Para a avaliação e o gerenciamento de riscos inerentes ao local de estudo, principalmente a auto e hetero-agressão na assistência ao paciente psiquiátrico, central para uma clínica satisfatória e para a gestão da própria segurança (MENDES et al., 2008; ANDERSON et al., 2010; FRANZ et al., 2010; ATAN, 2013), é necessário que riscos como o suicídio, fuga e a agressão sejam regularmente

avaliados e documentados (MENDES et al., 2008; ATAN, 2013).

De acordo com a literatura, o papel desta avaliação está ligado à questão da predição de eventos adversos, particularmente os pontos fortes e fracos das medidas estatísticas e as abordagens clínicas adotadas (LAU et al., 2006; FARRELL et al., 2006; ANDERSON et al., 2010; FRANZ et al., 2010). Desta forma, a prevenção é um importante aspecto do trabalho clínico e do gerenciamento de riscos. Os métodos de avaliação de riscos têm um importante papel na prática, como instrumento particular de avaliação de risco. Como citado por Areosa. (2012, p. 56): "conduzirá inevitavelmente a alguma forma de intervenção para reduzir, conter, ou de outra forma amenizar o risco, alterando assim o resultado".

Há diversos instrumentos e/ou ferramentas utilizados para se avaliar os riscos, e estes variam de instrumentos preditivos estatísticos, para aqueles que servem mais como "check-list" - uma lista de verificação para garantir que as áreas essenciais sejam recordadas e avaliadas (DOLAN, 2000). A formação exigida, o tempo de administração, os resultados e os custos dos instrumentos padronizados parecem ter favorecido o maior uso de instrumentos menos validados na prática clínica, porém, com mais aderência com a especificidade da situação local em análise. Enquanto a maioria das pesquisas tem centrado a análise na validade e confiabilidade do uso de instrumentos padronizados, muito pouca pesquisa tem explorado, do ponto de vista da atividade dos trabalhadores, as estratégias singulares e coletivas situadas, emergidas a partir das competências construídas, valoradas e necessárias para o controle de risco em um ambiente tão dinâmico, imprevisível e variável como aquele presente na assistência ao paciente psiquiátrico.
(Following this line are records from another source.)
PR #75, opened 2019-12-20
spec: clarify digest algorithm

### LINKED ISSUE #63: Content-Digest: digest algorithm requirement is ambiguous
In https://github.com/opencontainers/distribution-spec/blob/master/spec.md#content-digests, the following statement fill a bit ambiguous to me:
> While the algorithm does allow one to implement a wide variety of algorithms, compliant implementations SHOULD use sha256

The ambiguity is on the _SHOULD_ word: if my registry uses sha512 for digesting contents (and thus for OCI descriptors), is it still compliant to the spec ?

More importantly, as a consumer of the registry API, can I rely on the fact that all OCI-compliant registries use sha256 for their descriptors ?
If it is not the case, it is a very serious limitation for interoperability: it means that I cant update a manifest with its dependencies in OCI Image layout from registry-a and be sure I can upload it as-is in registry-b. If the 2 registries use different digest algorithms for their descriptors, I need to modify all the descriptors in my manifests when doing a copy.
It also means that any digital signature I have for trusting a given manifest from registry-a can't be used to validate the same manifest once copied on registry-b (because my descriptors would have been rewritten).

vbatts:
While other algorithm's can be used, signal the portability issues.

Fixes #63

### DIFF
--- a/spec.md
+++ b/spec.md
@@ -240,9 +240,10 @@ Some examples of _digests_ include the following:
 
 | digest                                                                  | description                |
 |-------------------------------------------------------------------------|----------------------------|
-| sha256:6c3c624b58dbbcd3c0dd82b4c53f04194d1247c6eebdaab7c610cf7d66709b3b | Common sha256 based digest |
+| `sha256:6c3c624b58dbbcd3c0dd82b4c53f04194d1247c6eebdaab7c610cf7d66709b3b` | Common sha256 based digest format |
 
-While the _algorithm_ does allow one to implement a wide variety of algorithms, compliant implementations SHOULD use sha256.
+Compliant implementations SHOULD use _algorithm_ of sha256.
+The _algorithm_ does allow one to implement a wide variety of algorithms, though for portability sake it is best to keep this consistent because a translation of hashing algorithm used would produce a new object and new documents that reference it.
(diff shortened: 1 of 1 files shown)


spec.md
```diff
@@ -240,9 +240,10 @@ Some examples of _digests_ include the following:
 
 | digest                                                                  | description                |
 |-------------------------------------------------------------------------|----------------------------|
-| sha256:6c3c624b58dbbcd3c0dd82b4c53f04194d1247c6eebdaab7c610cf7d66709b3b | Common sha256 based digest |
+| `sha256:6c3c624b58dbbcd3c0dd82b4c53f04194d1247c6eebdaab7c610cf7d66709b3b` | Common sha256 based digest format |
 
-While the _algorithm_ does allow one to implement a wide variety of algorithms, compliant implementations SHOULD use sha256.
+Compliant implementations SHOULD use _algorithm_ of sha256 (until the ruled sufficiently broken).
```
dmcgowan: reword or remove the parenthetical statement

vbatts: removed. Since this will be captured in a version, it will stand as that version. No need to allude to removal.

jzelinskie:
LGTM

PR #76, opened 2019-12-20
spec: session_id is clearer than UUID

### LINKED ISSUE #13: spec: Consider removing references to UUID
The spec constantly refers to UUID that reference a given upload e.g. the `Docker-Upload-UUID` header.

However, there's no real reason this needs to be a UUID, it's just a reference number or ID (as noted in the spec itself "While the uuid parameter may be an actual UUID, this proposal imposes no constraints on the format and clients should never impose any"). Could it be changed to just `id` or `refid` or some such?

vbatts:
the behavior previously described as `UUID` is really a session ID.
For implementations with existing behavior this is a nop, but going
forward the header `Blob-Upload-Session-ID` is more clear than
`Docker-Upload-UUID`.

Fixes #13

### DIFF
--- a/spec.md
+++ b/spec.md
@@ -425,7 +425,7 @@ If the POST request is successful, a `202 Accepted` response will be returned wi
 
 ```HTTP
 202 Accepted
-Location: /v2/<name>/blobs/uploads/<uuid>
+Location: /v2/<name>/blobs/uploads/<session_id>
 Range: bytes=0-<offset>
 Content-Length: 0
 ```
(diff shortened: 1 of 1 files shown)


spec.md
```diff
@@ -3425,15 +3425,15 @@ The following parameters SHOULD be specified on the request:
 | `Host`          | header | Standard HTTP Host Header.SHOULD be set to the registry host.                                 |
 | `Authorization` | header | An RFC7235 compliant authorization header.                                                    |
 | `name`          | path   | Name of the target repository.                                                                |
-| `uuid`          | path   | A uuid identifying the upload.This field can accept characters that match `[a-zA-Z0-9-_.=]+`. |
+| `session_id`          | path   | A unique string identifying session of the partiuclar upload.This field can accept characters that match `[a-zA-Z0-9-_.=]+`. |
```
dmcgowan: particular*

spec.md
```diff
@@ -3898,16 +3898,16 @@ The following parameters SHOULD be specified on the request:
...
 | `Content-Length` | header | Length of the chunk being uploaded, corresponding the length of the request body.                                                                                                                                 |
 | `name`           | path   | Name of the target repository.                                                                                                                                                                                    |
-| `uuid`           | path   | A uuid identifying the upload.This field can accept characters that match `[a-zA-Z0-9-_.=]+`.                                                                                                                     |
+| `session_id`           | path   | A unique string identifying session of the partiuclar upload.This field can accept characters that match `[a-zA-Z0-9-_.=]+`.                                                                                                                     |
```
dmcgowan: particular*

spec.md
vbatts: got it

jzelinskie:
LGTM

Would it make sense to also prefix any headers with `X-`? e.g. `X-Blob-Upload-Session-ID`

jonjohnsonjr:
> Would it make sense to also prefix any headers with X-?

Someone recently informed me this practice is deprecated: https://tools.ietf.org/html/rfc6648.html

vbatts:
> > Would it make sense to also prefix any headers with X-?
> 
> Someone recently informed me this practice is deprecated: https://tools.ietf.org/html/rfc6648.html

that's what i thought too, but you found it first

vbatts:
@jonjohnsonjr thought on this PR? You had GCR thoughts on #13

jonjohnsonjr:
LGTM, this part covers the behavior we expect from clients:

> Though the URI format (`/v2/<name>/blobs/uploads/<session_id>`) for the `Location` header is specified, clients SHOULD treat it as an opaque url and SHOULD never try to assemble it.

vbatts:
cool cool

jzelinskie:
@jonjohnsonjr @vbatts oh nice! I'm super late to seeing that RFC.

Issue #79, opened 2020-01-02
clarification: "Location" header bevahior?


rchincha:
As per spec, "Location" header is typically of the form:
Location: /v2/<name>/blobs/uploads/<session_id>

Also, 
```
Though the URI format (/v2/<name>/blobs/uploads/<session_id>) for the Location header is specified, clients SHOULD treat it as an opaque url and SHOULD never try to assemble it.
```

However, docker distribution appears to return a fully qualified "Location" header value of the form:
https://<server_ip>:<server_port>/v2/<name>/blobs/uploads/<session_id>

This behavior needs further clarification. What should be a compliant client's expectation from the server? In one case, it needs to prepend the Location header with the (scheme,address,port) and in the other, not.

jonjohnsonjr:
I think we can just defer to [RFC 7231](https://tools.ietf.org/html/rfc7231#section-7.1.2):

> The field value consists of a single URI-reference.  When it has the
   form of a relative reference ([[RFC3986], Section 4.2](https://tools.ietf.org/html/rfc3986#section-4.2)), the final
   value is computed by resolving it against the effective request URI
   ([[RFC3986], Section 5](https://tools.ietf.org/html/rfc3986#section-5)).

rchincha:
So this would mean the client needs to distinguish between the two Location formats, which is fine. Should this be called out in the dist-spec?

jzelinskie:
Absolutely. We should add a link to the RFC in all the tables that document the headers for endpoints -- some of them are even empty for Location.

jdolitsky:
Resolved by #206

PR #80, opened 2020-01-06
spec: `Location` can be absolute or relative

rchincha:
From the spec it is not clear how the `Location` header must be set.
This comment clarifies the behavior.

Fixes issue #79

### DIFF
--- a/spec.md
+++ b/spec.md
@@ -387,6 +387,8 @@ Uploads are started with a POST request which returns a url that can be used to 
 
 The `Location` header will be used to communicate the upload location after each request.
 While it won't change in the this specification, clients SHOULD use the most recent value returned by the API.
+`Location` header value returned MUST either be absolute or relative as described in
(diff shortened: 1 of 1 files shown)


spec.md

Será que a avaliação de risco feita sob a perspectiva prescritiva/normativa é suficiente para antecipar as condições de risco e, desta forma, estabelecer métodos de controle? Há condições de darmos conta de todas as variabilidades sob esta abordagem? E o papel dos trabalhadores nesta análise?

Para Schwartz (2000), a ciência tradicionalmente busca a generalização e, assim, acaba neutralizando as singularidades ligadas à atividade. Para este autor, os saberes gerados na atividade são potencialmente uma fonte para a compreensão

das situações de trabalho. Ao serem considerados, os conceitos científicos são colocados à prova. Por meio da análise situada do risco, a confrontação de saberes se torna uma exigência para compreender e transformar as situações de trabalho.